Tehran also demands that the Biden administration should guarantee that if Americans rejoin the agreement they will not withdraw from it again under any future US presidents. It’s something which is a difficult promise to make, and to keep.
“They will not be able to reach an easy agreement in a short time because both countries want more for less and it will not be reachable in a short time. As a result, most of the people are not expecting an actual result,” Karimkhan observes.
Bryza is also not “confident” that full compliance is going to happen after negotiations. But he also notes that other JCPOA signatories like the EU and the UK will push hard for full compliance of the deal.
He is not sure about the Russian and Chinese positions with regards to full compliance because both countries would love to see a diminishing US influence over Iran, which was enabled by Trump’s withdrawal from the nuclear deal.
But Bryza, a man who knows how to negotiate being a former diplomat, also describes the outcome of negotiations as “unpredictable” because of the changing environment of international politics. “How they are carried” is crucial to the outcome, he says.
“It’s possible that if the talks get going, that could be positive signs that come from one side or another. I personally think that there are ways the Biden administration could find to accommodate Iran’s demands that sanctions be lifted before the agreement comes back to place,” the former diplomat says.
However, Americans will not lift sanctions as long as Iranians do not enter a negotiation process. “That’s politically impossible in Washington.”
Does no deal mean war?
Biden and other top officials have already reiterated that a nuclear Iran will not be tolerated by Washington.

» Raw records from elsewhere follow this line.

PR #450, opened 2026-05-06
[fix] Fixed multiple bugs with notification preferences #448

### LINKED ISSUE #448: [bug] NotificationSettings logic ignores user preferences when creating/updating settings
**Describe the bug**
Multiple logic bugs are present in `NotificationSettings` where user notification preferences are ignored when settings are created or updated. Users' explicit choices (global or org-specific) are overwritten or bypassed, leading to unexpected notification behavior.

- **Bug 1: New Organization Creation Ignores User's Global Preferences**
  - **Details:**
    - When a new organization is created, notification settings for all superusers use hardcoded defaults (`email=True`, `web=True`), disregarding their globally configured preferences. The code in `create_notification_settings` and the `ns_organization_created` task uses org settings or defaults only, never inheriting from the user's global prefs.
    - **Location:**
      - Primary: `tasks.py:83-111` (`create_notification_settings()`)
      - Trigger: `tasks.py:212-224` (`ns_organization_created` task)
    - **Root Cause:**
      - Hardcoded defaults are set (lines 84-86) via `get_or_create` for globals.
      - When creating org-specific settings (lines 104-111), user’s global prefs are ignored in favor of org settings.
  - **Expected Behavior:**
    - New org notification settings should inherit from a user's global notification preferences. If user has disabled email/web globally, org settings must respect this.

- **Bug 2: Org Admin Addition Ignores Global Preferences**
  - **Details:**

But does that mean war? It may be so, according to some recent remarks coming from top US officials like Brett McGurk and Ned Price.

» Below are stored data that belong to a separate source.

Issue #452, opened 2026-05-11
[bug] Notification preferences not removed when removing OrganizationUser from organization admin


pandafy:
**Describe the bug**
Deleting an OrganizationUser (with is_admin=True) from a non-superuser does not remove the notification preferences for the user. As a result, former organization admins still have notification preferences associated with organizations they are no longer a member of.

**Steps To Reproduce**

1. Create an organization admin from the Django admin (ensure that this user is not organization owner).
2. Login as organization admin and go to http://127.0.0.1:8000/notifications/preferences/ to check notifications preferences. All notification preferences should be created as expected.
3. Delete the OrganizationUser (is_admin) object for the user created in step 1. This can be done from either Django shell or Django admin.
4. Login again as organization admin and go to http://127.0.0.1:8000/notifications/preferences/

**Expected behavior**
Notification preferences for this OrganizationUser should be deleted upon their removal from the organization.

**Actual outcome**
The preferences page still shows the preferences for the organization the user is no longer associated with.

Eeshu-Yadav:
picking up this one

BHARATH0153:
@Eeshu-Yadav are you working on it or can I proceed

Eeshu-Yadav:
> [@Eeshu-Yadav](https://github.com/Eeshu-Yadav) are you working on it or can I proceed

@BHARATH0153 it will be good as i am busy right now , can't pick up this one

BHARATH0153:
working on it

PR #456, opened 2026-05-12
[fix] Create global notification settings for non-org admin staff users #453

### LINKED ISSUE #453: [bug] Global notification preferences are not created for non-org admin staff users
### Bug Description
When a staff user (not a superuser) is created without any related `OrganizationUser`, accessing the notification preference page results in the page displaying empty buttons. 

#### Expected Behavior

The notification preference page should ideally allow such staff users to view and change at least global notification preferences, even if they are not associated with any `OrganizationUser`.

#### Actual Behavior

The notification preference page currently shows empty buttons with no actionable settings for staff users without an associated `OrganizationUser`.

Image

#### Steps to Reproduce
1. Create a staff user who is **not** a superuser and does **not** have a related `OrganizationUser`.
2. Log in as that user.
3. Open the notification preference page.
4. Observe that the buttons are empty and no preferences can be set.

prathmeshkulkarni-coder:
## Checklist

Closes #453.

## Description of Changes

Standard staff users (those who are not organization administrators) were
created without a global notification setting, leaving them with an empty
notification preferences UI. This PR ensures the global setting is created
and preserved for staff users across the relevant user and organization
lifecycle events.

### Handlers (`handlers.py`)

- The pre_save handler now reacts to changes in `is_staff` as well as
  `is_superuser`, and records transition flags on the user instance.
- The post_save handler reads those flags and dispatches the matching
  task on creation, privilege gain, or privilege loss, so staff users get
  a global setting on creation or promotion.

### Tasks (`tasks.py`)

- `create_superuser_notification_settings` now creates only the global row
  for staff users and is a no-op for regular users.
- `create_notification_settings` reactivates a soft-deleted global row when
  the user regains privilege, so re-promotions restore the UI.
- `superuser_demoted_notification_setting` and
  `update_org_user_notificationsetting` no longer wipe the global row when
  the user remains staff or still manages at least one organization. This
  also fixes a related bug where `exclude(organization_id__in=[...])` did
  not exclude rows where `organization_id IS NULL`, causing the global row
  to be soft-deleted when a staff user joined an organization.
- `ns_register_unregister_notification_type` ensures the global row exists
  for staff users on full registration. The staff loop is skipped on
  single-type registration since the global row is type-independent.

Public task and handler names were preserved for backward compatibility;
docstrings now note that they cover both staff users and superusers.

### Tests (`test_notification_setting.py`)

New regression tests cover:

- Staff user creation and promotion produce an active global setting.
- All demotion paths: staff to regular, superuser+staff to staff-only,
  and full privilege loss.
- Re-promotion reactivates a soft-deleted global setting.
- Joining an organization as a non-admin and as an admin both preserve a
  staff user's global setting.
- The pre_save transition flags do not leak across unrelated user saves.
- The task is a no-op when invoked for a regular user.

## Screenshot

N/A, backend-only change covered by tests.

### DIFF
--- a/openwisp_notifications/handlers.py
+++ b/openwisp_notifications/handlers.py
@@ -335,38 +335,52 @@ def notification_setting_delete_org_user(instance, **kwargs):
 @receiver(pre_save, sender=User, dispatch_uid="superuser_demoted_notification_setting")
 def superuser_status_changed_notification_setting(instance, update_fields, **kwargs):
     """
-    If user is demoted from superuser status, then
-    remove notification settings for non-managed organizations.
-
-    If user is promoted to superuser, then
-    create notification settings for all organizations.
+    Handles modification of user notification settings when
+    privileges change. This works on either staff users or super users.
     """
-    if update_fields is not None and "is_superuser" not in update_fields:
-        # No-op if is_superuser field is not being updated.
-        # If update_fields is None, it means any field could be updated.
+    if update_fields is not None and not {"is_superuser", "is_staff"}.intersection(
+        update_fields
+    ):
+        # No-op if relevant privilege fields are not being updated.
         return
     try:
-        db_instance = User.objects.only("is_superuser").get(pk=instance.pk)
+        db_instance = User.objects.only("is_superuser", "is_staff").get(pk=instance.pk)
     except User.DoesNotExist:
         # User is being created
         return
-    # If user is demoted from superuser to non-superuser
-    if db_instance.is_superuser and not instance.is_superuser:
-        transaction.on_commit(
-            lambda: tasks.superuser_demoted_notification_setting.delay(instance.pk)
-        )
-    elif not db_instance.is_superuser and instance.is_superuser:
-        transaction.on_commit(
-            lambda: tasks.create_superuser_notification_settings.delay(instance.pk)
-        )
+    was_privileged = db_instance.is_superuser or db_instance.is_staff
+    is_now_privileged = instance.is_superuser or instance.is_staff
+    # Transition Scenarios
+    gained_superuser = not db_instance.is_superuser and instance.is_superuser
+    gained_first_privilege = not was_privileged and is_now_privileged
+    lost_superuser = db_instance.is_superuser and not instance.is_superuser
+    lost_all_privileges = was_privileged and not is_now_privileged
+    # Attach transition flags to the instance to dispatch safely in post_save
+    # This bypasses eager Celery race conditions in testing environments
+    instance._lost_privileges = lost_superuser or lost_all_privileges
+    instance._gained_privileges = gained_superuser or gained_first_privilege
 
 
 @receiver(post_save, sender=User, dispatch_uid="create_superuser_notification_settings")
 def create_superuser_notification_settings(instance, created, **kwargs):
-    if created and instance.is_superuser:
+    """
+    Triggers initialization or modification of notification settings for privileged users.
+    Handles initial account creation as well as dynamic privilege level updates.
+    This works on either staff users or super users.
+    """
+    if created and (instance.is_superuser or instance.is_staff):
         transaction.on_commit(
             lambda: tasks.create_superuser_notification_settings.delay(instance.pk)
         )
+    elif not created:
+        if getattr(instance, "_lost_privileges", False):
+            transaction.on_commit(
+                lambda: tasks.superuser_demoted_notification_setting.delay(instance.pk)
+            )
+        elif getattr(instance, "_gained_privileges", False):
+            transaction.on_commit(
+                lambda: tasks.create_superuser_notification_settings.delay(instance.pk)
+            )
 
 
 @receiver(
--- a/openwisp_notifications/handlers.py
+++ b/openwisp_notifications/handlers.py
@@ -352,13 +352,11 @@ def superuser_status_changed_notification_setting(instance, update_fields, **kwa
         return
     was_privileged = db_instance.is_superuser or db_instance.is_staff
     is_now_privileged = instance.is_superuser or instance.is_staff
-    # Transition Scenarios
     gained_superuser = not db_instance.is_superuser and instance.is_superuser
     gained_first_privilege = not was_privileged and is_now_privileged
     lost_superuser = db_instance.is_superuser and not instance.is_superuser
     lost_all_privileges = was_privileged and not is_now_privileged
-    # Attach transition flags to the instance to dispatch safely in post_save
-    # This bypasses eager Celery race conditions in testing environments
+    # Flags are read by the post_save handler to dispatch the matching task.
     instance._lost_privileges = lost_superuser or lost_all_privileges
     instance._gained_privileges = gained_superuser or gained_first_privilege
 
--- a/openwisp_notifications/handlers.py
+++ b/openwisp_notifications/handlers.py
@@ -338,6 +338,8 @@ def superuser_status_changed_notification_setting(instance, update_fields, **kwa
     Handles modification of user notification settings when
     privileges change. This works on either staff users or super users.
     """
+    instance._lost_privileges = False
+    instance._gained_privileges = False
     if update_fields is not None and not {"is_superuser", "is_staff"}.intersection(
         update_fields
     ):
@@ -373,11 +375,15 @@ def create_superuser_notification_settings(instance, created, **kwargs):
             lambda: tasks.create_superuser_notification_settings.delay(instance.pk)
         )
     elif not created:
-        if getattr(instance, "_lost_privileges", False):
+        lost_privileges = getattr(instance, "_lost_privileges", False)
+        gained_privileges = getattr(instance, "_gained_privileges", False)
+        instance._lost_privileges = False
+        instance._gained_privileges = False
+        if lost_privileges:
             transaction.on_commit(
                 lambda: tasks.superuser_demoted_notification_setting.delay(instance.pk)
             )
-        elif getattr(instance, "_gained_privileges", False):
+        elif gained_privileges:
             transaction.on_commit(
                 lambda: tasks.create_superuser_notification_settings.delay(instance.pk)
             )
--- a/openwisp_notifications/tasks.py
+++ b/openwisp_notifications/tasks.py
@@ -156,7 +156,7 @@ def create_superuser_notification_settings(user_id):
             notification_types=types.NOTIFICATION_TYPES.keys(),
         )
     else:
-        # Creates global notification setting for the user
+        # Empty iterables create only the global setting row.
         create_notification_settings(user=user, organizations=[], notification_types=[])
 
 
--- a/openwisp_notifications/tasks.py
+++ b/openwisp_notifications/tasks.py
@@ -103,6 +103,9 @@ def create_notification_settings(user, organizations, notification_types):
     global_setting, _ = NotificationSetting.objects.get_or_create(
         user=user, organization=None, type=None, defaults={"email": True, "web": True}
     )
+    if global_setting.deleted:
+        global_setting.deleted = False
+        global_setting.save(update_fields=["deleted"])
 
     for type in notification_types:
         for org in organizations:
@@ -155,7 +158,7 @@ def create_superuser_notification_settings(user_id):
             organizations=Organization.objects.all(),
             notification_types=types.NOTIFICATION_TYPES.keys(),
         )
-    else:
+    elif user.is_staff:
         # Empty iterables create only the global setting row.
         create_notification_settings(user=user, organizations=[], notification_types=[])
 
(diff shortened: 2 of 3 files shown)


openwisp_notifications/handlers.py
```diff
@@ -332,40 +332,56 @@ def notification_setting_delete_org_user(instance, **kwargs):
...
-    # If user is demoted from superuser to non-superuser
-    if db_instance.is_superuser and not instance.is_superuser:
+
+    was_privileged = db_instance.is_superuser or db_instance.is_staff
+    is_now_privileged = instance.is_superuser or instance.is_staff
+
+    # Transition Scenarios
+    gained_superuser = not db_instance.is_superuser and instance.is_superuser
+    gained_first_privilege = not was_privileged and is_now_privileged
+
```
nemesifier: Too many blank lines, please avoid needless blank lines, use them sparingly because they do not provide much value.

openwisp_notifications/handlers.py
```diff
@@ -332,40 +332,56 @@ def notification_setting_delete_org_user(instance, **kwargs):
     )
 
 
-@receiver(pre_save, sender=User, dispatch_uid="superuser_demoted_notification_setting")
-def superuser_status_changed_notification_setting(instance, update_fields, **kwargs):
+@receiver(
+    pre_save, sender=User, dispatch_uid="user_status_changed_notification_setting"
+)
+def user_status_changed_notification_setting(instance, update_fields, **kwargs):
```
nemesifier: Unfortunately we can't rename this if we want to maintain backward compatibility, please avoid the renaming and add a brief docstring point out this works on either staff users or super users.

openwisp_notifications/handlers.py
```diff
@@ -332,40 +332,56 @@ def notification_setting_delete_org_user(instance, **kwargs):
...
+                instance.pk, is_superuser=instance.is_superuser
+            )
         )
 
 
-@receiver(post_save, sender=User, dispatch_uid="create_superuser_notification_settings")
-def create_superuser_notification_settings(instance, created, **kwargs):
-    if created and instance.is_superuser:
+@receiver(post_save, sender=User, dispatch_uid="create_user_notification_settings")
+def create_user_notification_settings(instance, created, **kwargs):
```
nemesifier: Unfortunately we can't rename this if we want to maintain backward compatibility, please avoid the renaming and add a brief docstring point out this works on either staff users or super users.

openwisp_notifications/tasks.py
```diff
@@ -142,29 +142,44 @@ def create_notification_settings(user, organizations, notification_types):
 
 
 @shared_task(base=OpenwispCeleryTask)
-def create_superuser_notification_settings(user_id):
+def create_user_notification_settings(user_id, is_superuser=None):
```
nemesifier: Unfortunately we can't rename tasks if we want to maintain backward compatibility, please avoid the renaming and add a brief docstring point out this works on either staff users or super users.

openwisp_notifications/tasks.py
```diff
@@ -142,29 +142,44 @@ def create_notification_settings(user, organizations, notification_types):
...
-    NotificationSetting.objects.filter(user_id=user_id).exclude(
+    qs = NotificationSetting.objects.filter(user_id=user_id).exclude(
         organization__in=user.organizations_managed
-    ).update(deleted=True)
+    )
+
+    # Do not delete global setting if user is staff or manages at least one organization
+    if user.is_staff or user.organizations_managed:
+        qs = qs.exclude(organization=None)
+
```
nemesifier: Remove the blank lines

nemesifier (changes requested):
Great work @prathmeshkulkarni-coder, the solution works, now we need to polish it a little bit.

## Critical bug, the new global setting gets wiped when the staff user joins any org

This is the most important finding and it must be fixed before merging.

`openwisp_notifications/tasks.py:230-236` in `update_org_user_notificationsetting`
runs whenever an `OrganizationUser` is saved (signal in
`openwisp_notifications/handlers.py:313-321`):

```python
if not user.is_superuser:
    NotificationSetting.objects.filter(user=user).exclude(
        organization_id__in=user.organizations_managed
    ).update(deleted=True)
```

The `exclude(organization_id__in=...)` does not preserve the global row
(`organization_id IS NULL`):

- When `organizations_managed` is empty (staff user not admin anywhere),
  Django optimises `exclude(field__in=[])` into a query with no filter, so
  the query matches every row for the user, including the global one, and
  marks them all deleted.
- When `organizations_managed` is non-empty, Django emits
  `NOT (org_id IN (...) AND org_id IS NOT NULL)`. For the row with
  `org_id = NULL`, the inner AND short-circuits to FALSE, the outer NOT
  becomes TRUE, and the global row matches the WHERE clause and gets
  `deleted=True`.

I reproduced both with the test settings (CELERY_TASK_ALWAYS_EAGER=True):

1. Create a staff user → global row exists, `deleted=False`. ✓
2. Add that user to any organization (admin or not) → global row is now
   `deleted=True`. ✗

This means the fix only works for staff users who are not associated with
any organization at all. The moment they are added to an org, which is a
normal operation, the empty-buttons bug is back. No test in this PR covers
this flow, which is why it slipped through.

The fix has to happen inside `update_org_user_notificationsetting`. The same
pattern used in the demotion task, explicitly excluding `organization=None`
when the user should retain the global row, works here too. Something like:

```python
qs = NotificationSetting.objects.filter(user=user).exclude(
    organization_id__in=user.organizations_managed
)
# never delete the global setting for staff or for users still managing orgs
if user.is_staff or user.organizations_managed:
    qs = qs.exclude(organization=None)
qs.update(deleted=True)
```

Please also add a regression test that creates a staff user, attaches them
to an org both as `is_admin=True` and `is_admin=False`, and asserts the
global row stays `deleted=False` in both cases.

## CodeRabbit's two flagged scenarios, already covered, but no tests

CodeRabbit flagged two demotion paths as broken. After tracing the new logic
they are actually handled correctly:

- superuser+staff → staff: hits `lost_superuser`, calls the demote task,
  which keeps the global because `user.is_staff` is True. Confirmed by
  running it locally, global stays alive, per-org rows go away.
- staff → regular: hits `lost_all_privileges`, calls the demote task,
  global gets removed because `user.is_staff` is False and the user manages
  nothing. That matches the intent.

So CodeRabbit's claim is wrong about the behaviour, but it is right that
neither path has a test. Please add tests for both, otherwise this is
fragile to future refactors.

## Smaller issues

### The `is_superuser` kwarg passed into the task is redundant

`create_user_notification_settings(user_id, is_superuser=None)` falls back
to `user.is_superuser` from the DB when `is_superuser` is not passed. But
the call sites always pass it, and the DB value at task time is identical
to what gets passed (the task runs under `transaction.on_commit`, after the
save has committed). The PR description says this exists to "statically
bypass edge-case race conditions in non-deterministic asynchronous queuing
pipelines", but there is no such race here: the task already loads the user
record by primary key. Drop the parameter and the fallback branch and let
the task read `user.is_superuser` directly, less surface area, same
correctness.

### Staff loop in `ns_register_unregister_notification_type` runs for every type registration

`openwisp_notifications/tasks.py:203-205` adds:

```python
for user in User.objects.filter(is_staff=True, is_superuser=False).iterator():
    create_notification_settings(user, [], [])
```

`create_notification_settings(user, [], [])` does nothing except a
`get_or_create` for the global row. That's fine on full registration. But
this task is also called once per type when types are registered one by one
(`ns_register_unregister_notification_type(notification_type=X)`), and it
runs the same N-staff-users loop each time even though there is nothing to
do after the first run. It is harmless but wasteful, consider skipping
the staff loop when `notification_type` is not None, since the global row
is independent of types and only needs to be ensured once.

### PR description has clearly LLM-generated phrasing

Lines like "statically bypass edge-case race conditions in non-deterministic
asynchronous queuing pipelines" and "Regressional Coverage: Introduced
dedicated verification suites" don't describe anything real. The
description should plainly say what was changed and why, same staff-user
creation flow, same handler additions, two new tests. Worth tidying up
before merge so the git log is readable.

### Existing test assertion is loosened without justification

`test_task_not_called_on_user_login` changes from
`created_mock.assert_called_once()` to
`self.assertEqual(created_mock.call_count, 2)`. That number happens to be
correct, admin counts once, staff org admin counts once, but the test
no longer expresses *why* it expects 2. A short comment, or splitting the
assertion per user, would make it less brittle.

### Other observations

See my inline comments below.

nemesifier:
Pushed one small follow-up fix.

While doing one last pass I noticed the privilege transition flags were stored on the User instance and could leak if the same instance was saved again later with unrelated update_fields. That could enqueue the create/demote notification setting task again when nothing privilege-related changed.

I reset those flags before computing transitions and clear them after post_save consumes them. Added a regression test covering both gained and lost privilege transitions followed by an unrelated save. Also clarified the global-row comment in the task.

All good now.

nemesifier:
@coderabbitai resolve

nemesifier:
@coderabbitai full review

nemesifier:
@prathmeshkulkarni-coder I did one more pass on the tests.

I temporarily reverted the implementation changes while keeping the new/changed tests, then ran only those tests to check whether each one actually catches the patch. All of them failed without the fix except `test_superuser_and_staff_demoted_to_regular_user`, which was still passing on the old implementation.

I removed that test for now because, as written, it does not protect this change. Was that intentional? Were you aware it was already passing without the fix? Are you sure we need that coverage here, or was the scenario useful but the test not written in a way that exercises the actual regression?

I also removed the extra blank lines / boilerplate docstrings in the added tests to keep this file more compact.

prathmeshkulkarni-coder:
@nemesifier , I added test_superuser_and_staff_demoted_to_regular_user entirely because the Coderabbit specifically flagged that exact transition as missing explicit test coverage in its review. I was aware the logic handled it correctly, but I just added it to satisfy the bot's coverage demands. I am totally fine with you removing it to keep the file compact.
And sorry about blank lines i was just confuse which one to remove now i understand :)

nemesifier:
@prathmeshkulkarni-coder I tried `test_superuser_and_staff_demoted_to_regular_user` manually and it seems buggy to me: notification settings are not removed for the user.

prathmeshkulkarni-coder:
@nemesifier , If the test is buggy locally, then I completely agree we should remove it. As you mention yesterday, if a `test_superuser_and_staff_demoted_to_regular_user ` isn't accurately protecting a regression and just adds noise, it's better to leave it out. 

**We already have tests for a superuser being demoted to staff (`test_superuser_and_staff_demoted_to_staff_only`), and tests for a staff member being demoted to a regular user (`test_staff_demoted_to_regular_user`). The core logic is already proven to work.**

Should I try to rewrite the test in a different way to properly capture that transition, or are we good to proceed without it?

nemesifier:
@prathmeshkulkarni-coder I did not mean to say the test was buggy. I meant to say the bug covered by the test happens, I can replicate it with manual testing by demoting a user from staff user to normal user and the notification preferences do not get deleted.

PS: I am investigating, I think it's due to #460 missing here, now that I merged with master it's better.

prathmeshkulkarni-coder:
@nemesifier , i just reproduced it locally.

The issue was in tasks.py. When a staff user who manages no organizations is demoted, user.organizations_managed evaluates to an empty list []. Passing an empty list to exclude(organization__in=[]) on a nullable field causes the Django ORM to silently skip updating the global setting on some database backends (this is actually the exact ORM quirk that CodeRabbit was trying to warn me about earlier!).

I am working on a commit that wraps the exclude(organization__in=...) queries in an explicit if user.organizations_managed: check in both tasks. I also added the test back in since it is clearly very valuable for catching this specific regression

nemesifier:
> @nemesifier , i just reproduced it locally.
> 
> The issue was in tasks.py. When a staff user who manages no organizations is demoted, user.organizations_managed evaluates to an empty list []. Passing an empty list to exclude(organization__in=[]) on a nullable field causes the Django ORM to silently skip updating the global setting on some database backends (this is actually the exact ORM quirk that CodeRabbit was trying to warn me about earlier!).
> 
> I am working on a commit that wraps the exclude(organization__in=...) queries in an explicit if user.organizations_managed: check in both tasks. I also added the test back in since it is clearly very valuable for catching this specific regression

@prathmeshkulkarni-coder doesn't seem to be the case, it was probably due to #452 that I was still seeing the notification preferences for a demoted user.

nemesifier (approved):
Should be ready, flagging as approved, doing some last checks in the meantime.

Opened https://github.com/openwisp/openwisp-notifications/issues/462 for the other issue I found.

prathmeshkulkarni-coder:
> @prathmeshkulkarni-coder doesn't seem to be the case, it was probably due to https://github.com/openwisp/openwisp-notifications/issues/452 that I was still seeing the notification preferences for a demoted user.

Understood! Good to know it was just an issue with #452. I've discarded my local commit, so the code is good to go whenever you are ready to merge.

“We are still hopeful that diplomacy can find a way. But if it cannot find a way, we are prepared to use other options,” said McGurk,the US National Security Council’s coordinator for the Middle East and North Africa, on the weekend during a Gulf meeting.
“There is no question, we are not going to allow Iran to get a nuclear weapon, period,” McGurk added. He also believes that “When it comes to military force to prevent a country from obtaining a nuclear weapon, that is a very achievable objective.”
Price, the State Department spokesman, also talked about the use of “other means”,appearing to echo McGurk’s tough talk, “if the Iranians through their actions or through their inactions demonstrate or suggest that they lack that good faith, that they lack that clarity of purpose.”
“Just an empty word, we have heard this for as long as I can remember. They, like every other part of this negotiation, are very much aware that neither the US nor its allies in the region can begin a military operation against Iran. These empty words are just playing in the game of those who are not looking for an actual agreement,” Karimkhan says.
“Iran was and will always be ready for defending itself against any kind of military engagement with anyone in or outside the region,” she adds.
Bryza also finds that tough talk “unwise” and “vintage language out of the Trump administration that’s not going to work well in Tehran, particularly with this hardline government.”
The more Washington talks about the military option publicly, the more Tehran will respond with emotional responses to those talks, according to Bryza.
He advises his colleagues in Washington to conduct “diplomacy behind-the-scenes” which could start a partial compliance process, aiming to reach a full compliance step by step.